Get started with Google-provided templates

Google provides a set of open source Dataflow templates. For general information about templates, see the Overview page. To get started, use the WordCount template. See other Google-provided templates:

Streaming templates - Templates for processing data continuously:

Batch templates - Templates for processing data in bulk:

Utility templates:

WordCount

The WordCount template is a batch pipeline that reads text from Cloud Storage, tokenizes the text lines into individual words, and performs a frequency count on each of the words. For more information about WordCount, see WordCount Example Pipeline.

Template parameters

Parameter Description
inputFile The Cloud Storage input file's path.
output The Cloud Storage output file's path and prefix.

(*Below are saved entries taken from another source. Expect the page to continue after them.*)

PR #1472, opened 2021-02-12
Feat/search table multiple headers

pbastia:
Intermediate PR:
- refactors `_app.tsx` to paste router query params straight to relay
- refactors the `SearchTable` component to use query params when triggering the search function
- updates all search tables to not use react effects and relay refetch containers
- wires the Application search table to use the new computed columns for searching

@dleard  @matthieu-foucault


app/components/SearchTableLayout.tsx
```diff
@@ -52,7 +50,7 @@ export const SearchTableLayoutComponent: React.FunctionComponent<Props> = (
             />
           </Col>
         </Row>
-      </Container>
+      </Container> */}
```
dleard, line 53: Is this code to be removed?

pbastia: Yes 👍

PR #1473, opened 2021-02-12
Test: pgTap tests for application search

dleard:
Adds a pgTap test for each new computed column


dleard:
closed in favor of #1500

PR #1486, opened 2021-02-18
feat: filterable search UI components

dleard:


dleard (commented):
Looks pretty good to me @pbastia. Just a couple places where we could explicitly spell out some of the more abstract things going on.

pbastia (approved):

Running the WordCount template

Console

Run using Google Cloud Console.
  1. Go to the Dataflow page in the Cloud Console.
  2. Go to the Dataflow page
  3. Click Create job from template.
  4. Cloud Console Create Job From Template Button
  5. Select the WordCount template from the Dataflow template drop-down menu.
  6. Enter a job name in the Job Name field.
  7. Enter your parameter values in the provided parameter fields.
  8. Click Run Job.

gcloud

Run using gcloud command-line tool.

When running this template, you need the Cloud Storage path to the template:

gs://dataflow-templates/latest/Word_Count

Run the following command:

gcloud dataflow jobs run JOB_NAME \
    --gcs-location gs://dataflow-templates/latest/Word_Count \
    --parameters \
    inputFile=gs://dataflow-samples/shakespeare/kinglear.txt,\
    output=gs://BUCKET_NAME/output/my_output

Replace the following:

  • JOB_NAME: a job name of your choice
  • BUCKET_NAME: the name of your Cloud Storage bucket.

API

Run using REST API.

When running this template, you need the Cloud Storage path to the template:

gs://dataflow-templates/latest/Word_Count

To run this template with a REST API request, send an HTTP POST request with your project ID. This request requires authorization.

POST https://dataflow.googleapis.com/v1b3/projects/PROJECT_ID/templates:launch?gcsPath=gs://dataflow-templates/latest/Word_Count
{
    "jobName": "JOB_NAME",
    "parameters": {
       "inputFile" : "gs://dataflow-samples/shakespeare/kinglear.txt",
       "output": "gs://BUCKET_NAME/output/my_output"
    },
    "environment": { "zone": "us-central1-f" }
}

Replace the following:

  • PROJECT_ID: your project ID
  • JOB_NAME: a job name of your choice
  • BUCKET_NAME: the name of your Cloud Storage bucket.